COVID aid only masking huge problem for NY | Local Columnists | #insurance | #seniors | #elderly


Little more than a year ago, before COVID blew holes in the state budget, New York already had a $6 billion deficit to close.

The biggest culprit last year, before the virus killed jobs and tax revenues, was larger than anticipated spending on Medicaid, which provides health insurance for low-income and disabled people. New York’s Medicaid spending has grown 26% since 2011, and will reach $80 billion next year, comprising one out of every three dollars in the budget. Since Gov. Cuomo took office, Medicaid enrollment has grown by 2 million to now include 6.9 million people, 35% of the state’s entire population.

It’s not that so many more people have gotten poorer, but that health care costs keep rising and Medicaid has become the default option for long term health care for chronic conditions, especially among older folks, leading families to “spend down” or transfer their assets to qualify. And so the more the population ages and needs services, the more who will sign up for Medicaid.

Neither private insurance nor Medicare, which the federal government pays for, cover the vast majority of long-term care services. Private long-term care plans exist but are exorbitantly expensive and rarely used. Only Medicaid, which states pay half of through income and property taxes, currently guarantees long-term care coverage, including nursing homes.

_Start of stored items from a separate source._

Issue #2144, opened 2017-12-13
`comptest` fails to build on `Z`


rbanerjee:
Trying to build `comptest` on `zlinux_s390x`generates the following error -

```
[ 92%] Built target jitbuilder
[ 96%] Built target tril
[ 96%] Built target omrGtest
Linking CXX executable comptest
../../jitbuilder/libjitbuilder.a(OMRInstruction.cpp.o): In function `OMR::Z::Instruction::Instruction(TR::CodeGenerator*, OMR::InstOpCode::Mnemonic, TR::Node*)':
OMRInstruction.cpp:(.text+0x316): undefined reference to `OMR::InstOpCode::getMnemonicName(OMR::InstOpCode::Mnemonic)'
../../jitbuilder/libjitbuilder.a(OMRInstruction.cpp.o): In function `OMR::Z::Instruction::Instruction(TR::CodeGenerator*, TR::Instruction*, OMR::InstOpCode::Mnemonic, TR::Node*)':
OMRInstruction.cpp:(.text+0x51a): undefined reference to `OMR::InstOpCode::getMnemonicName(OMR::InstOpCode::Mnemonic)'
collect2: ld returned 1 exit status
make[3]: *** [fvtest/compilertriltest/comptest] Error 1
make[2]: *** [fvtest/compilertriltest/CMakeFiles/comptest.dir/all] Error 2
make[1]: *** [fvtest/compilertriltest/CMakeFiles/comptest.dir/rule] Error 2
make: *** [comptest] Error 2
```

Machine specifications:
```
Architecture:          s390x
CPU op-mode(s):        32-bit, 64-bit
Byte Order:            Big Endian
CPU(s):                8
On-line CPU(s) list:   0-7
Thread(s) per core:    1
Core(s) per socket:    1
Socket(s) per book:    1
Book(s):               8
Vendor ID:             IBM/S390
BogoMIPS:              21881.00
Hypervisor:            z/VM 6.4.0
Hypervisor vendor:     IBM
Virtualization type:   full
Dispatching mode:      horizontal
```

Building on `gcc 4.4.6`.

Potentially related to this: https://github.com/eclipse/omr/pull/2012

Tagging the participants from https://github.com/eclipse/omr/pull/2012:
@sehirst  @fjeremic @charliegracie

dchopra001:
@fjeremic 
Looks like it's due to this minumum ALS commit: https://github.com/eclipse/omr/pull/2114

[...]

PR #2145, opened 2017-12-13
Remove calls to `getMnemonicName` in `z` codegen

rbanerjee:
There are a couple of Assertions in OMRInstruction.cpp
which make calls to `OMR::InstOpCode::getMnemonicName`.
However, `getMnemonicName` is yet to be implemented on `Z`
and therefore these calls generate compile time failures.

This commit replaces the said calls by using an alternate API.

Closes: #2144

Signed-off-by: Rwitaban (Ray) Banerjee rayb@ca.ibm.com

### DIFF
--- a/compiler/z/codegen/OMRInstruction.cpp
+++ b/compiler/z/codegen/OMRInstruction.cpp
@@ -85,7 +85,7 @@ OMR::Z::Instruction::Instruction(TR::CodeGenerator* cg, TR::InstOpCode::Mnemonic
    OMR::Instruction(cg, op, node),
    CTOR_INITIALIZER_LIST
    {
-   TR_ASSERT(cg->getS390ProcessorInfo()->supportsArch(_opcode.getMinimumALS()), "Processor detected does not support instruction %s\n", TR::InstOpCode::getMnemonicName(op));
+   TR_ASSERT(cg->getS390ProcessorInfo()->supportsArch(_opcode.getMinimumALS()), "Processor detected does not support instruction %s\n", cg->getDebug()? cg->getDebug()->getOpCodeName(&_opcode) : "(unknown)");
 
    self()->initialize();
    }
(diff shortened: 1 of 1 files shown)


rbanerjee:
I'd appreciate a review from @fjeremic please. This primarily impacts Z.

compiler/z/codegen/OMRInstruction.cpp
```diff
@@ -85,7 +85,7 @@ OMR::Z::Instruction::Instruction(TR::CodeGenerator* cg, TR::InstOpCode::Mnemonic
    OMR::Instruction(cg, op, node),
    CTOR_INITIALIZER_LIST
    {
-   TR_ASSERT(cg->getS390ProcessorInfo()->supportsArch(_opcode.getMinimumALS()), "Processor detected does not support instruction %s\n", TR::InstOpCode::getMnemonicName(op));
+   TR_ASSERT(cg->getS390ProcessorInfo()->supportsArch(_opcode.getMinimumALS()), "Processor detected does not support instruction %s\n", cg->getDebug()->getOpCodeName(&this->getOpCode()));
```
rbanerjee: Note to reviewers: The Travis Lint failure seems to be related  to `(&this->getOpCode..`. 

However the usage of `this` here seems to be consistent with the code around it. So my guess would be that it's not relevant.

fjeremic: Will using `self()` work here?

0xdaryl: Just use `_opcode` to be consistent with the `getMinimalALS` query earlier in the line.

rbanerjee:
@0xdaryl @fjeremic  ptal

0xdaryl:
This is a Z-specific change.  Genie builds not required on non-Z platforms.

genie-omr build zlinux zos

Issue #1887, opened 2017-10-27
Create the opcodes `breturn`, `bureturn` and evaluators


mgaudet:
Based on discussion in #1842, it seems that to help raise `Int8` to a first class citizen, the right answer is to implement `breturn and `bureturn` to be used in functions expected to return an `Int8`

This task should involve: 

- [ ] Add the opcodes to the OpCode enum, 
- [ ] Fill in the opcode properties table for them.
- [ ] Change the implementation of `OMR::ILOpCode::returnOpCode()` to use `breturn`. 
- [ ] Add an evaluator for X
- [ ] Add an evaluator for P
- [ ] Add an evaluator for Z
- [ ] Add an evaluator for ARM
- [ ] Add test cases to exercise the new opcode and evaluator.

mgaudet:
Closing this for now, pending a discussion in #1901

mgaudet:
Reopening based on discussion in #1901

PR #2147, opened 2017-12-14
WIP: Create the opcode breturn

rbanerjee:
Add `breturn` to the list of available  `ILOpCode`s and implement the required
codegen support on `X`, `P`, `Z`  and `arm`. 

This is part of an effort to raise `TR::Int8` to a first class citizen.

Please see https://github.com/eclipse/omr/issues/1901 for the relevant discussion. 

Fixes Issue: #1887 (NOTE: Does not address the `bureturn` aspect of it)

Signed-off-by: Rwitaban (Ray) Banerjee rayb@ca.ibm.com

### DIFF
--- a/compiler/arm/codegen/ControlFlowEvaluator.cpp
+++ b/compiler/arm/codegen/ControlFlowEvaluator.cpp
@@ -72,7 +72,7 @@ TR::Register *OMR::ARM::TreeEvaluator::gotoEvaluator(TR::Node *node, TR::CodeGen
    return NULL;
    }
 
-// also handles areturn
+/* Also handles areturn and breturn. */
 TR::Register *OMR::ARM::TreeEvaluator::ireturnEvaluator(TR::Node *node, TR::CodeGenerator *cg)
    {
    TR::Register *returnRegister = cg->evaluate(node->getFirstChild());
@@ -81,7 +81,17 @@ TR::Register *OMR::ARM::TreeEvaluator::ireturnEvaluator(TR::Node *node, TR::Code
    addDependency(deps, returnRegister, cg->getProperties().getIntegerReturnRegister(), TR_GPR, cg);
 
    generateAdminInstruction(cg, ARMOp_ret, node, deps);
-   cg->comp()->setReturnInfo(TR_IntReturn);
+   switch (node->getDataType())
+     {
+     case TR::Int8:
+       cg->comp()->setReturnInfo(TR_ByteReturn);
+       break;
+     case TR::Int64:
+       cg->comp()->setReturnInfo(TR_IntReturn);
+       break;
+     default:
+       TR_ASSERT(false, "The ireturnEvaluator in arm should only be used when the data being returned is of type TR::Int8 || TR::Int32");
+     }
    return NULL;
    }
 
@@ -100,7 +110,7 @@ TR::Register *OMR::ARM::TreeEvaluator::lreturnEvaluator(TR::Node *node, TR::Code
    return NULL;
    }
 
-// areturn handled by ireturnEvaluator
+// breturn and areturn handled by ireturnEvaluator
 
 TR::Register *OMR::ARM::TreeEvaluator::returnEvaluator(TR::Node *node, TR::CodeGenerator *cg)
    {
--- a/compiler/compile/CompilationTypes.hpp
+++ b/compiler/compile/CompilationTypes.hpp
@@ -81,21 +81,22 @@ enum TR_CallingContext {
 
 
 
-// function return type flags for word preceding the entry point in any
+// function return types for word preceding the entry point in any
 // linkage that needs to be callable from interpreted.  Also used in pic
 // for use when dispatching methods that are interpreted in megamorphic send
 // case
 enum TR_ReturnInfo
    {
-   TR_VoidReturn        = 0,
-   TR_IntReturn         = 1,
-   TR_LongReturn        = 2,
-   TR_FloatReturn       = 3,
-   TR_DoubleReturn      = 4,
-   TR_ObjectReturn      = 5, // Currently 64-bit platforms only
-   TR_FloatXMMReturn    = 6, // IA32 and AMD64 only
-   TR_DoubleXMMReturn   = 7, // IA32 and AMD64 only
-   TR_ConstructorReturn = 8  // Return from constructor
+   TR_VoidReturn,
+   TR_ByteReturn,
+   TR_IntReturn,
+   TR_LongReturn,
+   TR_FloatReturn,
+   TR_DoubleReturn,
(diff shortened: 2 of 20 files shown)


compiler/arm/codegen/ControlFlowEvaluator.cpp
```diff
@@ -81,7 +81,14 @@ TR::Register *OMR::ARM::TreeEvaluator::ireturnEvaluator(TR::Node *node, TR::Code
    addDependency(deps, returnRegister, cg->getProperties().getIntegerReturnRegister(), TR_GPR, cg);
 
    generateAdminInstruction(cg, ARMOp_ret, node, deps);
-   cg->comp()->setReturnInfo(TR_IntReturn);
+   if (node->getDataType() == TR::Int8)
```
andrewcraik: This would be much more elegant as a switch on node->getDataType() with unsupported types hitting a fatal assertion with an informative message.

compiler/x/codegen/ControlFlowEvaluator.cpp
```diff
@@ -1265,7 +1268,14 @@ TR::Register *OMR::X86::TreeEvaluator::integerReturnEvaluator(TR::Node *node, TR
          }
       else
          {
-         comp->setReturnInfo(TR_IntReturn);
+         if (node->getDataType() == TR::Int8)
```
andrewcraik: Another good place for a switch to be dropped in rather than an if ladder

compiler/arm/codegen/ControlFlowEvaluator.cpp
mstoodle: ...particularly since there's probably a follow-on PR to add support for sreturn coming, I would guess :)

mstoodle:
@rbanerjee just a ping to see if you'll be able to make the two small updates requested by @andrewcraik ?

rbanerjee:
@mstoodle Thanks for the ping!

@andrewcraik  @mstoodle  I have updated the PR to address your comments. Please do let me know if I missed anything.
(There was also a bug in the `p` codegen evaluator for `breturn`, which is fixed now.)

rbanerjee:
Testing is done. Removing the `WIP` tag.

@0xdaryl  ptal

0xdaryl:
@genie-omr build all

rbanerjee:
@0xdaryl this is ready for review again. Please take a look.

compiler/z/codegen/ControlFlowEvaluator.cpp
```diff
@@ -1149,6 +1149,24 @@ OMR::Z::TreeEvaluator::returnEvaluator(TR::Node * node, TR::CodeGenerator * cg)
          comp->setReturnInfo(TR_ObjectReturn);
          dependencies->addPostCondition(returnValRegister, linkage->getIntegerReturnRegister());
          break;
+      case TR::breturn:
+         dependencies->addPostCondition(returnValRegister, linkage->getIntegerReturnRegister());
+         comp->setReturnInfo(TR_ByteReturn);
+         if (linkage->isNeedsWidening())
+            {
+            /* LGBR equiv to {Operands R_1,R_2 : Load Byte (64<-8)} */
+            new (cg->trHeapMemory()) TR::S390RRInstruction(TR::InstOpCode::LGBR,
```
fjeremic: Please avoid using placement new. We have helpers which may perform extra checks via `generateRRInstruction`. There are many examples of uses of this API throughout the Z codegen.

compiler/compile/CompilationTypes.hpp
```diff
@@ -81,21 +81,22 @@ enum TR_CallingContext {
...
+   TR_VoidReturn,
+   TR_ByteReturn,
+   TR_IntReturn,
+   TR_LongReturn,
+   TR_FloatReturn,
+   TR_DoubleReturn,
+   TR_ObjectReturn,     // Currently 64-bit platforms only
+   TR_FloatXMMReturn,   // IA32 and AMD64 only
+   TR_DoubleXMMReturn,  // IA32 and AMD64 only
+   TR_ConstructorReturn // Return from constructor
```
0xdaryl: I believe OpenJ9 encodes this value as part of the linkage info word in the code cache before the JITed entry point.  I don't think you can arbitrarily insert a new value in this enum without synchronizing the change with the VM in OpenJ9.  Please check this--maybe I'm wrong.

I realize this is an OpenJ9 concern but since the code for this lives in OMR (for now) it should be addressed here.

0xdaryl: Also, I like the explicit enumeration of these values.  It makes it much easier to decode.  Please keep the explicit values.

compiler/p/codegen/ControlFlowEvaluator.cpp
```diff
@@ -800,6 +800,29 @@ TR::Register *OMR::Power::TreeEvaluator::gotoEvaluator(TR::Node *node, TR::CodeG
...
+/**
+ * (breturn TR::Int8) ≡ (ireturn (b2i (TR::Int8)))
+ */
+TR::Register *OMR::Power::TreeEvaluator::breturnEvaluator(TR::Node *node, TR::CodeGenerator *cg)
+   {
+   TR::Compilation *comp = cg->comp();
+   TR::Node *child  = node->getFirstChild();
+   TR::Register *returnRegister = cg->evaluate(child);
+   /**
+    * Extend the signed eight-bit value to form a 32 bit word, copying the data in place.
```
0xdaryl: eight -> 8 for consistency

compiler/x/codegen/ControlFlowEvaluator.cpp
```diff
@@ -1228,7 +1231,18 @@ TR::Register *OMR::X86::TreeEvaluator::integerReturnEvaluator(TR::Node *node, TR
          }
       else
          {
-         comp->setReturnInfo(TR_IntReturn);
+         switch (node->getDataType())
+            {
+            default:
+              TR_ASSERT(0, "On non-64bit target platforms, the only supported return types are TR::Int8 and TR::Int32");
```
0xdaryl: What about TR::Address ?

compiler/compile/CompilationTypes.hpp
0xdaryl: I just realized it isn't a fair request on my part to ask you to delve into OpenJ9 to figure out whether or not this will break anything there since this PR is not being made in support of OpenJ9 work.  Sorry about that.  Given that, I'll ask that you move `TR_ByteReturn` to the end of this enum to minimize potential downstream churn and replace the explicit enumerator values that you deleted.

0xdaryl:
Hi @rbanerjee.  What is the current status of this PR?  Would you consider closing it while you work on addressing the review comments and then re-open when ready?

This year, after COVID attacked state budgets, President Biden’s American Rescue Plan sent out billions to 50 statehouses to fill gaps, and pledged to temporarily reimburse the lion’s share of the state-federal split costs of Medicaid. In New York, that will help paper over a problem, but only for a little while. In a few years, the $1.9 trillion rescue plan will run out, and New York and other states’ Medicaid bills for giving long term care to the growing elderly population will still be growing, putting ever more strain on income and property taxes that fund states’ budget coffers.

What we need is a federal fix, and a fair, well-considered way to pay for it. Any suggestions?